In 629 AD, a Buddhist monk named Xuanzang left what is now Xi'an in central China and walked west toward India. The distance was roughly 5,000 km. His goal was to collect and translate sacred Buddhist texts. To get there, he had to cross the Moheyanqi section of the Gobi Desert in what is today the far northwest of China, close to the border with Xinjiang.
He almost did not make it. According to the Biography of the Tripitaka Master, he went four days and five nights without water. At the point where he was ready to turn back, he made a vow: "Death in the west is better than a shameful return east."
His horse found the spring that saved his life. That spring still exists. It is the finish point of Ultra Gobi's 121 km course, nearly 1,400 years later.
Not everyone at Ultra Gobi runs 121 km. Around half the participants choose Ultra Gobi C: a single day in the desert, either 17km or 30km.
C teams walk and run the same trail as the A and B teams on the first stage, the so called Experience Day. They share the start line and the atmosphere. The difference is that their event ends after that one day.
For business school groups, C is often the entry point. You do not need to be a runner or months of training. You show up, you spend a day crossing the Gobi with your team, and you experience the camp, the food, the landscape, and the community around the event.
Wang Shi, the founder of Vanke Group, was one of the first participants of Ultra Gobi. His Gobier ID is 00000T01. Number one.
He completed the Ultra Gobi A (121km, 4-day, team race) and later said: "In the hustle of life, aren't all entrepreneurs in a rush, afraid to fall behind? They can't let go of burdens, pride, worries, or desires for success. Yet, only by letting go one can truly hold on to what matters."
Ultra Gobi started in 2006 with 56 EMBA students from six Chinese universities.
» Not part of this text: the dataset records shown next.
PR #1330, opened 2025-12-18
gRPC server for Bicep

andyleejordan:
This adds a new binary `dscbicep` to the DSC build which is a small, self-contained Rust executable hosting a gRPC server. The methods are defined in `bicep.proto` from [Bicep's extensibility APIs](https://github.com/Azure/bicep/blob/main/src/Bicep.Local.Rpc/extension.proto) (hence the addition of `protoc` as a build dependency). It's actually fairly similar to the MCP server, in that it's simply invoking find/get/set/delete resource functions via `dsc-lib`.

Using [`bicep local-deploy`](https://github.com/Azure/bicep/blob/main/docs/experimental/local-deploy.md) with this is actually done through a "Bicep extension" as defined in the project [bicep-types-dsc](https://github.com/microsoft/bicep-types-dsc). In essence, it's an OCI artifact with two things: the type information in a big JSON file and this `dscbicep` binary. When all put together and hosted on an OCI registry, Bicep will auto-restore the extension and just deploy the DSC resources defined in any arbitrary set of Bicep files, handling all Bicep functionality and orchestration itself.


.github/workflows/rust.yml
```diff
@@ -26,6 +26,10 @@ jobs:
     runs-on: ${{matrix.platform}}
     steps:
       - uses: actions/checkout@v5
+      - name: Add WinGet links to PATH
+        if: matrix.platform == 'windows-latest'
+        run: |
+          "$env:LOCALAPPDATA\\Microsoft\\WinGet\\Links" | Out-File -Append -Encoding utf8 -FilePath $env:GITHUB_PATH
```
andyleejordan, line 32: This was necessary for Protobuf because `protoc.exe` is made available by WinGet in this local app data path, which on GitHub images is not already in the PATH, and that is unlike the rest of our dependencies (Node.js is already installed system-wide and so in the PATH, tree-sitter isn't installed by installs via Cargo, this was our first installation on GitHub Actions using WinGet that doesn't run a system installer).

.pipelines/DSC-Official.yml
```diff
@@ -321,7 +321,7 @@ extends:
             ob_restore_phase: true
         - pwsh: |
             apt update
-            apt -y install musl-tools rpm dpkg build-essential
+            apt -y install musl-tools rpm dpkg build-essential protobuf-compiler
```
andyleejordan, line 324: I only have a loose understanding of the state of the OneBranch pipeline for this project. The build module will run the same apt install (and that is the correct package name) but I'm inferring this is the "restore" phase where it needs to be run? Or is this just for bootstrapping Rust? This package _does_ eventually have to be installed.

dsc-bicep-ext/proto/bicep.proto
```diff
@@ -0,0 +1,66 @@
+syntax = "proto3";
```
andyleejordan, line 5: I'd put a header and a comment in this file except that it's verbatim copied from Bicep.

dscbicep/src/main.rs
```diff
@@ -0,0 +1,425 @@
...
+        let mut dsc = DscManager::new();
+        let Some(resource) = dsc.find_resource(&DiscoveryFilter::new(&resource_type, version.as_deref(), None)).unwrap_or(None) else {
+            return Err(Status::not_found("Resource not found"));
+        };
+
+        let SetResult::Resource(result) = resource
+            .set(&properties, false, &ExecutionKind::Actual)
+            .map_err(|e| Status::aborted(e.to_string()))?
+        else {
+            return Err(Status::unimplemented("Group resources not supported"));
```
andyleejordan: This won't in general be hit due to the extensibility API calling this function on a per resource basis, but I have to unwrap the `SetResult` return struct so that's the error to satisfy the typing of the function.

dsc-bicep-ext/src/main.rs
```diff
@@ -0,0 +1,425 @@
...
+
+        Ok(Response::new(LocalExtensibilityOperationResponse {
+            resource: Some(proto::Resource {
+                r#type: resource_type,
+                api_version: version,
+                identifiers: properties,
+                properties: result.after_state.to_string(),
+                status: None,
+            }),
+            error_data: None,
```
andyleejordan, line 88: Once in use I suspect we may want to transform the error data a little better, though returning `Err` above works just fine.

dsc-bicep-ext/src/main.rs
```diff
@@ -0,0 +1,425 @@
...
+
+        tracing::debug!("Preview called for {resource_type}@{version:?}: {properties}");
+
+        let mut dsc = DscManager::new();
+        let Some(resource) = dsc.find_resource(&DiscoveryFilter::new(&resource_type, version.as_deref(), None)).unwrap_or(None) else {
+            return Err(Status::not_found("Resource not found"));
+        };
+
+        let SetResult::Resource(result) = resource
+            .set(&properties, false, &ExecutionKind::WhatIf)
```
andyleejordan, line 127: `WhatIf` is the only difference between this and the above, as that's the difference between set and preview. A reasonable ask for Bicep is to finish wiring up "what-if" in `local-deploy` though I doubt it's a high priority for any of us (@anthony-c-martin).

dsc-bicep-ext/src/main.rs
```diff
@@ -0,0 +1,425 @@
...
+        else {
+            return Err(Status::unimplemented("Group resources not supported"));
+        };
+
+        Ok(Response::new(LocalExtensibilityOperationResponse {
+            resource: Some(proto::Resource {
+                r#type: resource_type,
+                api_version: version,
+                identifiers: properties,
+                properties: result.after_state.to_string(),
```
andyleejordan, line 140: I lied, this is the other difference, as the result of a `WhatIf` has before/after properties, we're mapping back the `after_state` bag.

dsc-bicep-ext/src/main.rs
```diff
@@ -0,0 +1,423 @@
...
+        let Some(resource) = dsc.find_resource(&DiscoveryFilter::new(&resource_type, version.as_deref(), None)).unwrap_or(None) else {
+            return Err(Status::not_found("Resource not found"));
+        };
+
+        let GetResult::Resource(result) = resource
+            .get(&identifiers)
+            .map_err(|e| Status::aborted(e.to_string()))?
+        else {
+            return Err(Status::unimplemented("Group resources not supported"));
+        };
```
andyleejordan, line 188: This is where things really started to differ from DSC-native config management. This function is called for any resource declaration in Bicep that uses the `existing` keyword...which can be mixed in. Fundamentally, as shown in my demo, you can do something like "get the registry resource that matches these properties (and then the key path and value name) and pass the output to this next resource" meaning Bicep will infer the resource dependency, execute the get, retrieve the output, and then pass it to the resource in which its used.

E.g. https://github.com/microsoft/bicep-types-dsc/blob/bd8ea0e1e376ca751a9964402f31427d1ec52eec/windows.bicep#L28-L47

```bicep
resource currentRegistryKey 'Microsoft.Windows/Registry@1.0.0' existing = {
  keyPath: keys[^1].path
  valueName: keys[^1].name
}

var current = max(currentRegistryKey.valueData.?DWord ?? 0, 0)

var valueData = darkMode == 'toggle'
  ? (current + 1) % 2 // flip the bit
  : darkMode == 'on' ? 0 : 1

resource registryThemeKeys 'Microsoft.Windows/Registry@1.0.0' = [
  for key in keys: {
    keyPath: key.path
    valueName: key.name
    valueData: {
      DWord: valueData
    }
  }
]
```

dsc-bicep-ext/src/main.rs
```diff
@@ -0,0 +1,423 @@
...
+        request: Request<ResourceSpecification>,
+    ) -> Result<Response<LocalExtensibilityOperationResponse>, Status> {
+        let spec = request.into_inner();
+        let resource_type = spec.r#type;
+        let version = spec.api_version;
+        let properties = spec.properties;
+
+        tracing::debug!("CreateOrUpdate called for {resource_type}@{version:?}: {properties}");
+
+        let mut dsc = DscManager::new();
```
andyleejordan, line 57: Question for @michaeltlombardi should this perhaps scope to the process? That is, move it from each function call into main and make it a singleton. I'm not sure what all this constructer entails.

dsc-bicep-ext/src/main.rs
```diff
@@ -0,0 +1,423 @@
...
+        else {
+            return Err(Status::unimplemented("Group resources not supported"));
+        };
+
+        Ok(Response::new(LocalExtensibilityOperationResponse {
+            resource: Some(proto::Resource {
+                r#type: resource_type,
+                api_version: version,
+                identifiers: identifiers,
+                properties: result.actual_state.to_string(),
```
andyleejordan, line 195: Again unwrapping the correct properties bag that reflects the state of the resource we're getting, as DSC's result struct is actually several property bags.

dsc-bicep-ext/src/main.rs
```diff
@@ -0,0 +1,423 @@
...
+        );
+
+        let mut dsc = DscManager::new();
+        let Some(resource) = dsc.find_resource(&DiscoveryFilter::new(&resource_type, version.as_deref(), None)).unwrap_or(None) else {
+            return Err(Status::not_found("Resource not found"));
+        };
+
+        resource
+            .delete(&identifiers)
+            .map_err(|e| Status::aborted(e.to_string()))?;
```
andyleejordan, line 238: My understanding is that DSC's "deletions" are often done via `set` with `_ensure: false`; however, resources _can_ be deleted, and this is wired up. In Bicep this is doing via [deployment stacks](https://learn.microsoft.com/en-us/azure/azure-resource-manager/bicep/deployment-stacks?tabs=azure-powershell#control-detachment-and-deletion). Open design questions with @SydneyhSmith how that will look.

dscbicep/src/main.rs
```diff
@@ -0,0 +1,423 @@
...
+
+    async fn get_type_files(
+        &self,
+        _request: Request<Empty>,
+    ) -> Result<Response<TypeFilesResponse>, Status> {
+        tracing::debug!("GetTypeFiles called");
+
+        // TODO: Return actual Bicep type definitions...yet the extension already has these?
+        // Perhaps this is where we can dynamically get them from the current system.
+        Err(Status::unimplemented("GetTypeFiles not yet implemented"))
```
andyleejordan: This TODO is exciting as this is the dynamic resource discovery @SteveL-MSFT has been asking for, though since DSC is written in Rust I won't have a Bicep types package to depend on (they're available in C# and TypeScript), but this will be great to do.

dsc-bicep-ext/src/main.rs
```diff
@@ -0,0 +1,423 @@
...
+    #[arg(long)]
+    socket: Option<String>,
+
+    /// The named pipe to connect on (Windows)
+    #[arg(long)]
+    pipe: Option<String>,
+
+    /// The HTTP address to listen on (e.g., 127.0.0.1:50051)
+    #[arg(long)]
+    http: Option<String>,
```
andyleejordan, line 281: Not how Bicep connects, but how this can be executed against without Bicep at all. Useful for debugging, and is why the `tonic-reflection` service is added below. You can bring up a gRPC web UI to execute resource requests live.

dsc-bicep-ext/src/main.rs
```diff
@@ -0,0 +1,423 @@
...
+
+    /// Wait for debugger to attach before starting
+    #[arg(long)]
+    wait_for_debugger: bool,
```
andyleejordan, line 285: There's a TODO for Bicep to implement this flag. It's in the spec but not yet wired up. For attaching the debugger to the process, I check a custom environment variable instead for now.

dsc-bicep-ext/src/main.rs
```diff
@@ -0,0 +1,423 @@
...
+        let uds = UnixListener::bind(&socket_path)?;
+        let uds_stream = UnixListenerStream::new(uds);
+
+        Server::builder()
+            .add_service(BicepExtensionServer::new(service))
+            .serve_with_incoming(uds_stream)
+            .await?;
+
+        return Ok(());
+    }
```
andyleejordan, line 322: Standard and easy!

dsc-bicep-ext/src/main.rs
```diff
@@ -0,0 +1,423 @@
...
+            }
+        };
+
+        Server::builder()
+            .add_service(BicepExtensionServer::new(service))
+            .serve_with_incoming(incoming)
+            .await?;
+
+        return Ok(());
+    }
```
andyleejordan, line 434: See the first comment. This works, it's just a lot more verbose than I would've liked as I did indeed have to relay on Copilot to generate the boilerplate necessary to map one interface to another. Since the Rust community has been arguing about Unix socket support on Windows for half a decade, it's not coming, so we have to use named pipes, which is more Windows-native, but not nearly as well supported in Rust/tonic/tokio. If this can be simplified, please let me know. I was just happy to get it working.

dsc-bicep-ext/src/main.rs
```diff
@@ -0,0 +1,423 @@
...
+    let reflection_service = tonic_reflection::server::Builder::configure()
+        .register_encoded_file_descriptor_set(proto::FILE_DESCRIPTOR_SET)
+        .build_v1()
+        .unwrap();
+
+    Server::builder()
+        .add_service(reflection_service)
+        .add_service(BicepExtensionServer::new(service))
+        .serve(addr)
+        .await?;
```
andyleejordan, line 456: The aforementioned "debug" HTTP server where requests can be sent to DSC over gRPC without Bicep at all (which is really neat).

dsc-bicep-ext/build.rs
```diff
@@ -0,0 +1,14 @@
...
+// Licensed under the MIT License.
+
+use std::{env, path::PathBuf};
+
+fn main() -> Result<(), Box<dyn std::error::Error>> {
+    let descriptor_path = PathBuf::from(env::var("OUT_DIR").unwrap()).join("bicep.bin");
+
+    tonic_prost_build::configure()
+        .build_client(false)
+        .file_descriptor_set_path(&descriptor_path)
```
andyleejordan, line 11: This is used for the reflection in the HTTP server.

dsc-bicep-ext/Cargo.toml
```diff
@@ -0,0 +1,25 @@
+[package]
+name = "dscbicep"
+version = "0.1.0"
+edition = "2021"
+
+[[bin]]
+name = "dscbicep"
+path = "src/main.rs"
```
andyleejordan, line 8: I have no strong opinions on the name, version, or file structure other than suggesting that changes be made after this PR, as the extension has to incorporate the binary.

lib/dsc-lib/src/dscresources/command_resource.rs
```diff
@@ -765,24 +765,39 @@ pub fn invoke_command(executable: &str, args: Option<Vec<String>>, input: Option
...
+        },
+        // Otherwise create a new runtime
+        Err(_) => {
+            tokio::runtime::Builder::new_multi_thread()
+                .enable_all()
+                .build()
+                .unwrap()
+                .block_on(run_async)
+        }
+    }
```
andyleejordan, line 800: This is the only real change inside of DSC. Since under gRPC there's _already_ a runtime, we need to re-use it (and tell it that we're spawning a blocking task so that it manages the threads correctly and doesn't deadlock). Whereas when the DSC CLI invokes these resources, it spins up a runtime just for the sake of threading the processes (yes I know that sounds funny).

.github/workflows/rust.yml
SteveL-MSFT: I think you should have this environment change in the build.helpers.psm1 for protobuf tool install instead of a one-off here

.pipelines/DSC-Official.yml
SteveL-MSFT: This installs all the tools not already available in the OneBranch container so doing it here seems appropriate

dsc-bicep-ext/proto/bicep.proto
SteveL-MSFT: Should probably have a comment indicating where this was copied from

dsc-bicep-ext/src/main.rs
SteveL-MSFT: I think it would be better to create it as a singleton

dscbicep/src/main.rs
SteveL-MSFT: The only group resource we know people are using is the Assertion resource

dscbicep/src/main.rs
```diff
@@ -0,0 +1,423 @@
...
+    async fn create_or_update(
+        &self,
+        request: Request<ResourceSpecification>,
+    ) -> Result<Response<LocalExtensibilityOperationResponse>, Status> {
+        let spec = request.into_inner();
+        let resource_type = spec.r#type;
+        let version = spec.api_version;
+        let properties = spec.properties;
+
+        tracing::debug!("CreateOrUpdate called for {resource_type}@{version:?}: {properties}");
```
SteveL-MSFT: All the text for traces need to be localizable, see the i18n crate used in dsc_lib.  Maybe Copilot can do this for you?

dsc-bicep-ext/src/main.rs
SteveL-MSFT: This might be where the design is inverted between bicep and DSC.  In DSC, `delete` is called if `set` doesn't support `_exist`, but in this case, `delete` might have to call `set` with `_exist=false` to get the same operation.  Although maybe this is something the DSC engine could perform.

dscbicep/src/main.rs
SteveL-MSFT: Since the types are only useful for Bicep, perhaps write a small CLI in C# (AOT) to generate the type information and this exe can call out to that?  This can be done later

dsc-bicep-ext/src/main.rs
```diff
@@ -0,0 +1,423 @@
...
+
+        Server::builder()
+            .add_service(BicepExtensionServer::new(service))
+            .serve_with_incoming(incoming)
+            .await?;
+
+        return Ok(());
+    }
+
+    // Default to HTTP server on [::1]:50051 if no transport specified
```
SteveL-MSFT, line 436: Where did 50051 come from?  Is there a risk of conflict?

.github/workflows/rust.yml
andyleejordan: This is specific to GitHub Actions. When you install Protobuf via WinGet on Windows normally, `protoc` is found in the `PATH`. It appears that GitHub Actions Windows images don't correctly include the WinGet path.

dsc-bicep-ext/src/main.rs
andyleejordan: It would make the most sense to me that dsc-lib's implementation of `set` simply handles a set with `_exist=false` (does that mean it delegates to `delete` internally?), and `delete` handles deleting if available or delegates to `set(_exist=false)`. At the library layer both functions should "just work" from a DSC user's perspective.

dscbicep/src/main.rs
andyleejordan: Yeah, definitely an option to explore!

dsc-bicep-ext/src/main.rs
andyleejordan: That's the default gRPC port number (and this is only used in debug/test scenarios, not when connecting via Bicep over a socket or named pipe).

dsc-bicep-ext/src/main.rs
andyleejordan: I briefly just attempted that, problem is sharing it among the async functions in a multi-threaded process we'd need to lock the singleton on use. Looking at what `DscManager` does I think it makes sense that it exists per invocation so parallel execution is handled without issue. The good news is that IIRC it caches the resources it's found, no? So fairly idemopotent within one process instance?

dscbicep/src/main.rs
andyleejordan: Done.

dsc-bicep-ext/proto/bicep.proto
andyleejordan: Done.

andyleejordan:
@SteveL-MSFT changes implemented except `DscManager` is still per-function since it would otherwise need to be locked and therefore seems to me like it would constrain parallel execution, please let me know if I'm misunderstanding that though. I tried sharing an instance in the `BicepExtensionService` struct but using it meant putting it into a mutex.

.github/workflows/rust.yml
michaeltlombardi: I think we could check for the `GITHUB_ACTIONS` environment variable if we want to move this into the install function - that variable is always defined as `true` when running in GHA and unlikely to be accidentally set for local development.

Cargo.toml
```diff
@@ -4,6 +4,7 @@ resolver = "2"
 # the path to a crate.
 members = [
     "dsc",
+    "dscbicep",
```
michaeltlombardi: Nit: I know we already have some binaries that follow this convention of using `dsc` as a prefix without a separator, but it _looks weird_ and doesn't follow the general convention for related binaries in rust, which typically follows `<prefix>-<suffix>` for binaries and libraries both, though this is _just_ a convention.

I know I'd rather write `dsc-bicep` in the docs than `dscbicep` and if we're going to name it differently, better to do it now than later.

What I would _really_ prefer is for it to be named `dsc-bicep-ext` to clarify that it's not remotely meant as a standalone application outside of either Bicep or DSC

.github/workflows/rust.yml
andyleejordan: Or it could just be in the GitHub Actions script 😅

dsc-bicep-ext/Cargo.toml
michaeltlombardi: I know we already have some binaries that follow this convention of using `dsc` as a prefix without a separator, but it _looks weird_ and doesn't follow the general convention for related binaries in rust, which typically follows `<prefix>-<suffix>` for binaries and libraries both, though this is _just_ a convention.

I know I'd rather write `dsc-bicep` in the docs than `dscbicep` and if we're going to name it differently, better to do it before stable release than after- but definitely agree to defer to follow up PR.

What I would _really_ prefer is for it to be named `dsc-bicep-ext` to clarify that it's not remotely meant as a standalone application outside of either Bicep or DSC

dsc-bicep-ext/proto/bicep.proto
```diff
@@ -0,0 +1,70 @@
...
+  rpc Preview (ResourceSpecification) returns (LocalExtensibilityOperationResponse);
+  rpc Get (ResourceReference) returns (LocalExtensibilityOperationResponse);
+  rpc Delete (ResourceReference) returns (LocalExtensibilityOperationResponse);
+  rpc GetTypeFiles(Empty) returns (TypeFilesResponse);
+  rpc Ping(Empty) returns (Empty);
+}
+
+message Empty {}
+
+message ResourceSpecification {
```
michaeltlombardi, line 22: Nit: Would really like for these definitions to be documented so that they're correctly documented both here for future maintainers and in the library when working in VS Code.

Based on a quick look at the [docs for `prost_build`][01], it looks like added line comments above the type and field definitions will get pulled over as triple-slash docs comments in the generated rust.

For example, I can't currently remember what the `config` field is for - I know the others, but I'll have to dig through the code to see what `config` means in this context.

I'm _okay_ to defer the docs for this PR but I think sooner is better.

[01]: https://docs.rs/prost-build/latest/prost_build/

dsc-bicep-ext/src/main.rs
```diff
@@ -0,0 +1,423 @@
...
+            .map_err(|e| Status::aborted(e.to_string()))?
+        else {
+            return Err(Status::unimplemented("Group resources not supported"));
+        };
+
+        Ok(Response::new(LocalExtensibilityOperationResponse {
+            resource: Some(proto::Resource {
+                r#type: resource_type,
+                api_version: version,
+                identifiers: properties,
```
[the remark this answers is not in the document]
michaeltlombardi: We can't actually resolve this meaningfully until the DSC resource schema supports an extended vocabulary that recognizes a keyword to identify key properties, which we can then use to uniquely identify each instance of a given type.

dsc-bicep-ext/src/main.rs
michaeltlombardi: I think we can defer to future, but it would be nice to only conditionally include the HTTP stuff (and maybe the debugger? not sure whether that's normal for released implementations of extensions) behind a feature flag and default to it for debug but not release builds.

dsc-bicep-ext/src/main.rs
```diff
@@ -0,0 +1,508 @@
...
+            "{}",
+            t!(
+                "dscbicep.starting",
+                transport = "socket",
+                address = socket_path
+            )
+        );
+
+        // Remove the socket file if it exists
+        let _ = std::fs::remove_file(&socket_path);
```
michaeltlombardi, line 311: Can we just invoke this function without capturing the output into an unused variable?

```suggestion
        std::fs::remove_file(&socket_path);
```

dsc-bicep-ext/src/main.rs
```diff
@@ -0,0 +1,508 @@
...
+        // does work, but most of the problem lies in minimal Windows support
+        // inside the Tokio library (and no support for UDS).
+        use std::pin::Pin;
+        use std::task::{Context, Poll};
+        use tokio::io::{AsyncRead, AsyncWrite};
+        use tokio::net::windows::named_pipe::ServerOptions;
+        use tonic::transport::server::Connected;
+
+        // Wrapper to implement Connected trait for NamedPipeServer
+        struct NamedPipeConnection(tokio::net::windows::named_pipe::NamedPipeServer);
```
michaeltlombardi, line 336: Nit: It feels a little strange to define this newtype in an `if let` statement instead of a separate code block, but for this PR, I think it's okay - we should _probably_ decompose the monolithic `main.rs` to move definitions into library code for the crate. We could define something like

```rust
#[cfg(windows]
mod named_pipe_connection;
#[cfg(windows)]
pub use named_pipe_connection::NamedPipeConnection;
```

Where `named_pipe_connection.rs` then contains the definition and `impl` blocks, which would make this `if let` block functionally start with line 380 after the import statements.

I think there's a fair amount of decomposition that could be helpful but by no means required for this PR, just don't want to forget to mention it while reviewing.

dsc-bicep-ext/src/main.rs
michaeltlombardi: Assuming we don't need mutex, can we use [`tokio::sync::RwLock`](https://docs.rs/tokio/0.2.10/tokio/sync/struct.RwLock.html)? My (shaky) understanding is that as long as we're just _reading_ data from the instance we can read in parallel executions, and any execution that _needs_ to update the discovery cache will temporarily block other executions until it releases the write lock.

michaeltlombardi (commented):
Nothing blocking, except maybe that it would be good to have some minimal integration tests and documentation, but open to deferring both.

dsc-bicep-ext/src/main.rs
michaeltlombardi: I think we resolved the bidirectional invocation for delete/set depending on resource definition in #1317.

The code flows should be:

<details open><summary>Set operation</summary>

1. User invokes `set` for resource with `_exist` as `false`.
1. DSC checks whether the resource has the `setHandlesExist` capability:

   - If it has the capability, DSC invokes the `set` operation.
   - If it doesn't have the capability, DSC checks for whether the resource implements the `delete` operation.

     - If the resource implements `delete`, DSC invokes the `delete` operation and then synthesizes the `set` result.
     - If the resource doesn't implement `delete`, DSC raises an error for an unsupported operation.
1. DSC reports the result for the `set` operation to the user (or an error).

</details>

<details open><summary>Delete operation</summary>

1. User invokes `delete` for resource instance.
1. DSC checks whether the resource defines the `delete` operation:

   - If it does, DSC invokes the `delete` operation.
   - If it doesn't, DSC checks for whether the resource has the `setHandlesExist` capability:

     - If it has the capability, DSC invokes the `set` operation.
     - If it doesn't have the capability, DSC raises an error for an unsupported operation.
1. DSC reports the result for the `delete` operation to the user (or an error).

</details>

dsc-bicep-ext/proto/bicep.proto
andyleejordan: That would be documenting them upstream in Bicep, I think that's totally reasonable to do myself or ask @anthony-c-martin since some of these were certainly "debug and look at it" to really figure it out.

dsc-bicep-ext/src/main.rs
andyleejordan: I can give it a shot. Would it be: acquire write lock, execute `dsc.find_resource()`, release write lock, and then...well do we even need a read lock after that once we have the returned resource?

If `find_resource()` is the only thing we need to lock, like I mean if I can do that in a new scope and everything I need to do on the returned _found_ resource no longer requires the `dsc` instance, then we're good. But it's the last bit I don't know; what side effects exist inside `DscManager`?

dsc-bicep-ext/src/main.rs
andyleejordan: Okay great, that sounds to me like it is handled as expected at the `dsc-lib` layer. Curious, this implies to me that `delete()` came along in the design of DSCv3 after `set with _ensure=false` was implemented?

dsc-bicep-ext/src/main.rs
andyleejordan: Could certainly do that, but yes I'd do it in a short PR after this.

dsc-bicep-ext/src/main.rs
andyleejordan: Uhh yes you're right. Copilot helped with this 🫣

dsc-bicep-ext/Cargo.toml
andyleejordan: I can do that, it's easier to do now before setting up the release pipeline than later. `dsc-bicep-ext` works for me, I didn't like just `dsc-bicep` because to _me_ that implies there's a CLI of `dsc bicep <args>` which there is not. It's just a binary hidden in an OCI artifact used by Bicep.

dsc-bicep-ext/src/main.rs
andyleejordan: Heh or not, Clippy complains without it:

warning: unused `Result` that must be used

dsc-bicep-ext/src/main.rs
andyleejordan: Well, this is proving difficult as there are side effects of `find_resource` on the `resources` of the singleton `DscManager`. Once you've found one resource, that's it! Under the covers there's a `RESOURCES` global that has _all_ discovered resources cached, but that's not what's checked at the upper level.

andyleejordan: I think asking to use `DscManager` as a singleton is the opposite of the pattern its programmed around. An instance of it is really just an instance of `Discovery` (literally that's all that's in it) and if I understand the design of it (I ought to after debugging it for the last few hours) _that instance_ is meant to represent one discovered set of resources from the filter. Literally it takes `RESOURCES` from underneath which has everything, filters it, then saves it to `resources`. It's not meant to have `find_resources` called on it with different arguments. What's the opposite of idempotent?

I'll confirm that without using this as a singleton, the `RESOURCES` cache is correctly reused. I would hope so, but I guess experimenting is the only answer.

andyleejordan: Ok: I verified via debugging that the part which matters, `locked_extend!(RESOURCES, resources);` is called once and only once in the existing code, which means command discovery is correctly happening once per spawn of the process, not per invocation. This should _not_ be a singleton, it's not meant to be per my above explanation.

It's a shame because the `Arc::RwLock` was pretty neat (and took a bit to figure out). Live and learn: https://github.com/andyleejordan/DSC/commit/decc6bd975cbfd93d1d9c72dc897528dc447bc93

dsc-bicep-ext/proto/bicep.proto
anthony-c-martin: I've opened https://github.com/Azure/bicep/pull/18863 to pull in the comments from the source spec

dsc-bicep-ext/src/main.rs
andyleejordan: FWIW I tried to move this and the end result was a little messy. Doesn't seem worth doing, as it is a useful scenario, and is only engaged manually (starting up the `dsc-bicep-ext` binary manually). No harm I can think of compiling the code for release too, and in fact would be useful to users for debugging or simply exploring DSC.

dsc-bicep-ext/Cargo.toml
andyleejordan: It has been renamed and moved 😄

andyleejordan: (Caught myself lying: I hadn't pushed those two commits yet! Now it's done.)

Twenty years and more than 74,000 participants later, the event brings together business school students, executives, and entrepreneurs from 99 institutions across Asia, Europe, and North America.
Every night during the Ultra Gobi stage events, a temporary city appears in the desert. 700 tents, 2,000 staff members, a power supply of 800 kilowatts. By morning, it is gone. The next camp is already being built further along the course.
This is where runners eat, sleep, and recover between stages. The food is local: lamb stew, hand pulled noodles, red willow skewers, Hami melon, and Li Guang apricots, all sourced fresh and driven out to the desert that day. There is coffee. There is massage. And yes, of course there is mobile karaoke.
Since the 16th edition, Ultra Gobi operates a dual camp system: two camps are built simultaneously to handle the fact that runners are finishing stages faster each year.
New for the 21st edition: A (121km, 4-day, team race) teams can now be formed across business schools. Three students from one program and three from another can register as a single team.
In previous years, each team had to come from the same institution. That rule kept the competition tight but also made it harder for smaller programs or international schools to field a full squad. The change opens the door for new combinations and for schools that have been interested but could not gather six to ten runners on their own.
Universities from Hong Kong and Singapore have already reached out about this year's edition. International teams and individual participants are more than welcome in all categories.